Она попыталась вновь обрести хоть ненадолго все, что было утрачено ею от простодушия, присущего ее юному возрасту, и придать своему лицу выражение природной наивности, после чего явилась к губернатору, как если бы совершенно не догадывалась о причине, по которой ее вызвали.
Губернатор, после долгого вступления и всяческих словесных уловок, заявил ей, что накануне она ни много ни мало совершила тяжкое государственное преступление, остановившись во время танцевального па, поклонившись публике и поцеловав букет.
— Но позвольте, господин губернатор, — невинным тоном произнесла танцовщица, — вчера я сделала лишь то, что делаю почти каждый вечер; к тому же в танцевальной школе наш преподаватель, питая надежду на будущие успехи своих учениц, все время заставлял нас повторять букетное па.
— Так вот, прелестное дитя, — ответствовал губернатор, — хорошо бы вам постараться забыть на все время, пока вы будете в Вероне, о букетном па и помнить лишь о всех прочих.
— Однако, господин губернатор, — промолвила танцовщица, — если мне снова бросят букеты…
— Ну что ж, в этом случае, вместо того чтобы прерывать танец, кланяться публике и целовать эти цветы, вам следует растоптать их ногами, поняли?
— Да, господин губернатор, поняла; но почему я должна так поступать?
— Потому, что те, кто бросает вам эти букеты, являются врагами правительства. Так покажите, что вы не из числа их приспешниц, презрев их подарки.
— Синьор губернатор, — ответила танцовщица, — ваши наставления суть приказы, и ваши приказы будут исполнены.
И, самым прелестным образом поклонившись губернатору, она удалилась.
На другой день она снова танцевала в театре.
Не стоит и говорить, что ее выход на сцену был встречен громом аплодисментов. О ее визите к губернатору, равно как и о причине этого визита, все знали, и потому на нее обрушился целый дождь букетов, причем около десятка среди них были трехцветными.
Однако она даже не взглянула на эти трехцветные букеты, статисты подобрали их и бросили в уголок. Губернатор, который присутствовал на представлении, чтобы видеть, как исполняются его наказы, одобрительно кивнул.
Спустя несколько минут, в самый разгар танца, к ее ногам упал букет желтых цветов, перевязанный черной лентой.
Желтый и черный — это цвета австрийского флага.
И тут вдруг танцовщица словно вспомнила о наказе губернатора. В один прыжок она бросилась на букет, стала топтать его, ногами раскидывая по сцене истерзанные цветы, пока от них ничего не осталось, затем подняла ленту и швырнула ее далеко в сторону — и все это под такие оглушительные аплодисменты, что театр, казалось, готов был вот-вот рухнуть.
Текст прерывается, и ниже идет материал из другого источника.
PR #1111, opened 2026-03-17
feat/workspace detail page view

### LINKED ISSUE #1044: Create a view page for displaying agent workspace details
See https://github.com/kortex-hub/kortex-mockups/blob/agentic-coding/sessions/details.html

MarsKubeX:
- Added workspace detail view (AgentWorkspaceDetails.svelte) that displays workspace configuration data fetched via a new getAgentWorkspaceConfiguration IPC channel, with loading spinner and error state handling.
- Installed @kortex-hub/kortex-workspace-configuration and exported AgentWorkspaceConfiguration type in the shared API package, following the same pattern used for CLI types.
- Added mock data (mockGetWorkspaceConfiguration) simulating future YAML config file reads, plus getConfiguration(id) method on AgentWorkspaceManager with IPC registration.
- Made workspace cards clickable to navigate to /agent-workspaces/:id/summary, with proper keyboard accessibility and event propagation handling on the remove button.
- Added route in App.svelte for the detail view.
- Added/updated unit tests for the manager, card, and detail view components.
- Closes #1044 

https://github.com/user-attachments/assets/d21f8b28-f4cb-443d-838d-7972621e899a

### DIFF
--- a/packages/renderer/src/lib/agent-workspaces/AgentWorkspaceDetails.svelte
+++ b/packages/renderer/src/lib/agent-workspaces/AgentWorkspaceDetails.svelte
@@ -1,6 +1,5 @@
 <script lang="ts">
 import { ErrorMessage, Spinner, Tab } from '@podman-desktop/ui-svelte';
-import { onMount } from 'svelte';
 import { router } from 'tinro';
 
 import DetailsCell from '/@/lib/details/DetailsCell.svelte';
@@ -9,7 +8,6 @@ import DetailsTitle from '/@/lib/details/DetailsTitle.svelte';
 import DetailsPage from '/@/lib/ui/DetailsPage.svelte';
 import { getTabUrl, isTabSelected } from '/@/lib/ui/Util';
 import Route from '/@/Route.svelte';
-import type { AgentWorkspaceConfiguration } from '/@api/agent-workspace-info';
 
 interface Props {
   workspaceId: string;
@@ -17,33 +15,14 @@ interface Props {
 
 let { workspaceId }: Props = $props();
 
-let loading: boolean = $state(true);
-let configuration: AgentWorkspaceConfiguration | undefined = $state(undefined);
-let error: string | undefined = $state(undefined);
-
-onMount(() => {
-  window
-    .getAgentWorkspaceConfiguration(workspaceId)
-    .then((config: AgentWorkspaceConfiguration) => {
-      configuration = config;
-    })
-    .catch((err: unknown) => {
-      error = String(err);
-      console.error(err);
-    })
-    .finally(() => {
-      loading = false;
-    });
-});
+const configurationPromise = $derived(window.getAgentWorkspaceConfiguration(workspaceId));
 </script>
 
-{#if loading}
+{#await configurationPromise}
   <div class="flex items-center justify-center h-full">
     <Spinner />
   </div>
-{:else if error}
-  <ErrorMessage error={error} />
-{:else if configuration}
+{:then configuration}
   <DetailsPage title={configuration.name ?? ''}>
     {#snippet tabsSnippet()}
       <Tab title="Summary" selected={isTabSelected($router.path, 'summary')} url={getTabUrl($router.path, 'summary')} />
@@ -66,4 +45,6 @@ onMount(() => {
       </Route>
     {/snippet}
   </DetailsPage>
-{/if}
+{:catch error}
+  <ErrorMessage error={String(error)} />
+{/await}
--- a/packages/renderer/src/lib/agent-workspaces/AgentWorkspaceDetails.spec.ts
+++ b/packages/renderer/src/lib/agent-workspaces/AgentWorkspaceDetails.spec.ts
@@ -20,18 +20,22 @@ import '@testing-library/jest-dom/vitest';
 
 import { render, screen, waitFor } from '@testing-library/svelte';
 import { writable } from 'svelte/store';
+import { router } from 'tinro';
 import { beforeEach, expect, test, vi } from 'vitest';
 
 import type { AgentWorkspaceConfiguration } from '/@api/agent-workspace-info';
 
 import AgentWorkspaceDetails from './AgentWorkspaceDetails.svelte';
 
-vi.mock('tinro', () => ({
-  router: {
-    ...writable({ path: '/agent-workspaces/ws-1/summary' }),
-    goto: vi.fn(),
-  },
-}));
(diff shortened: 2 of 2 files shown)


packages/renderer/src/lib/agent-workspaces/AgentWorkspaceDetails.svelte
```diff
@@ -0,0 +1,69 @@
...
+import type { AgentWorkspaceConfiguration } from '/@api/agent-workspace-info';
+
+interface Props {
+  workspaceId: string;
+}
+
+let { workspaceId }: Props = $props();
+
+let loading: boolean = $state(true);
+let configuration: AgentWorkspaceConfiguration | undefined = $state(undefined);
```
gastoner: I think we can use awaited derived here

packages/main/src/plugin/agent-workspace/agent-workspace-mock-data.ts
```diff
@@ -52,6 +56,22 @@ const INITIAL_SUMMARIES: AgentWorkspaceSummary[] = [
...
+  'mock-ws-api-refactor': {
+    name: 'api-refactor',
+  },
+  'mock-ws-test-suite': {
+    name: 'test-suite-fix',
+  },
+  'mock-ws-frontend': {
+    name: 'frontend-redesign',
+  },
+};
```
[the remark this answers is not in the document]
MarsKubeX: The configuration lookup (CONFIGURATIONS) is intentionally kept separate from the workspace store because this is mock data that will be replaced by real CLI calls (reading the YAML file at paths.configuration). In the real implementation, removing a workspace deletes the config file from disk, so the configuration naturally disappears.

From a UI perspective, this path is unreachable: removing a workspace navigates back to the list view, and the detail view can only be opened from a card in the list — so getConfiguration is never called for a deleted workspace. Adding sync logic to throwaway mock code doesn't seem worth the complexity.

packages/renderer/src/lib/agent-workspaces/AgentWorkspaceCard.svelte
```diff
@@ -21,9 +44,12 @@ function handleRemove(): void {
...
 <div
-  class="flex flex-col gap-3 p-4 bg-(--pd-content-card-carousel-card-bg) hover:bg-(--pd-content-card-carousel-card-hover-bg) rounded-md"
-  role="region"
-  aria-label="workspace {workspace.name}">
+  class="flex flex-col gap-3 p-4 bg-(--pd-content-card-carousel-card-bg) hover:bg-(--pd-content-card-carousel-card-hover-bg) rounded-md cursor-pointer"
+  role="button"
+  aria-label="workspace {workspace.name}"
+  onclick={handleOpen}
+  onkeydown={handleKeydown}
+  tabindex="0">
```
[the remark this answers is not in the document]
MarsKubeX: The div[role="button"] with an inner <button> is intentional. We initially used a native <button> as the outer container, but Svelte rejects nested <button> elements (<button> cannot be a descendant of <button>). The div[role="button"][tabindex="0"] approach is the standard workaround and is already used elsewhere in the codebase (e.g., CustomPick.svelte).

The interaction is handled correctly: stopPropagation on both click and keydown on the remove button prevents it from triggering the card's navigation. The Svelte linter does not flag any a11y issues with this pattern. Making the container non-interactive would mean the whole card is no longer clickable, which is a UX regression for a common clickable-card pattern.

packages/renderer/src/lib/agent-workspaces/AgentWorkspaceDetails.svelte
```diff
@@ -0,0 +1,69 @@
...
+      configuration = config;
+    })
+    .catch((err: unknown) => {
+      error = String(err);
+      console.error(err);
+    })
+    .finally(() => {
+      loading = false;
+    });
+});
```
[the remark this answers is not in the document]
MarsKubeX: The workspaceId prop comes from the tinro route parameter :id. When the user navigates to a different workspace, tinro destroys the old component instance and creates a new one — triggering onMount naturally. The prop never changes on a live instance.

packages/renderer/src/lib/agent-workspaces/AgentWorkspaceDetails.svelte
MarsKubeX: Thanks for the feedback. I've changed to be a awaited derived

packages/renderer/src/lib/agent-workspaces/AgentWorkspaceDetails.svelte
```diff
@@ -0,0 +1,50 @@
...
+import { getTabUrl, isTabSelected } from '/@/lib/ui/Util';
+import Route from '/@/Route.svelte';
+
+interface Props {
+  workspaceId: string;
+}
+
+let { workspaceId }: Props = $props();
+
+const configurationPromise = $derived(window.getAgentWorkspaceConfiguration(workspaceId));
```
gastoner, line 18: Cant we do something like 
`let configuration= $derived(await window.getAgentWorkspaceConfiguration(workspaceId));`

packages/renderer/src/lib/agent-workspaces/AgentWorkspaceDetails.svelte
```diff
@@ -0,0 +1,50 @@
...
+              </tr>
+            {/if}
+          </DetailsTable>
+        </div>
+      </Route>
+    {/snippet}
+  </DetailsPage>
+{:catch error}
+  <ErrorMessage error={String(error)} />
+{/await}
```
gastoner, line 50: There will be then removed the await stuff

gastoner: Same as you had before maybe something like 
```
{#if cpnfiuration}
//Show details page
{:else}
// show spinner
{/if}
```

MarsKubeX: Hi @gastoner, thanks for your feedback! I compared my current approach with `$derived(await ...)` and found that it doesn't give us control over errors. If I use something like:

```
let configuration= $derived(await window.getAgentWorkspaceConfiguration(workspaceId));  
{#if cpnfiuration}
//Show details page
{:else}
// show spinner
{/if}
```
there's no way to display an error when getAgentWorkspaceConfiguration rejects. With `{#await ... {:catch}}` the error state is handled.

На другой день она пыталась объяснить, что, топча ногами букет, всего лишь следовала указаниям губернатора, но все было напрасно, и ей пришлось покинуть город.
Это изгнание нанесло смертельный удар театру: на другой день его зал был пуст, точно так же обстояло дело на всех следующих представлениях, и потому импресарио пришлось свернуть свою деятельность. В итоге он объявил о заключительном представлении, воззвав к щедрости публики и поставив у дверей чашу для сбора пожертвований.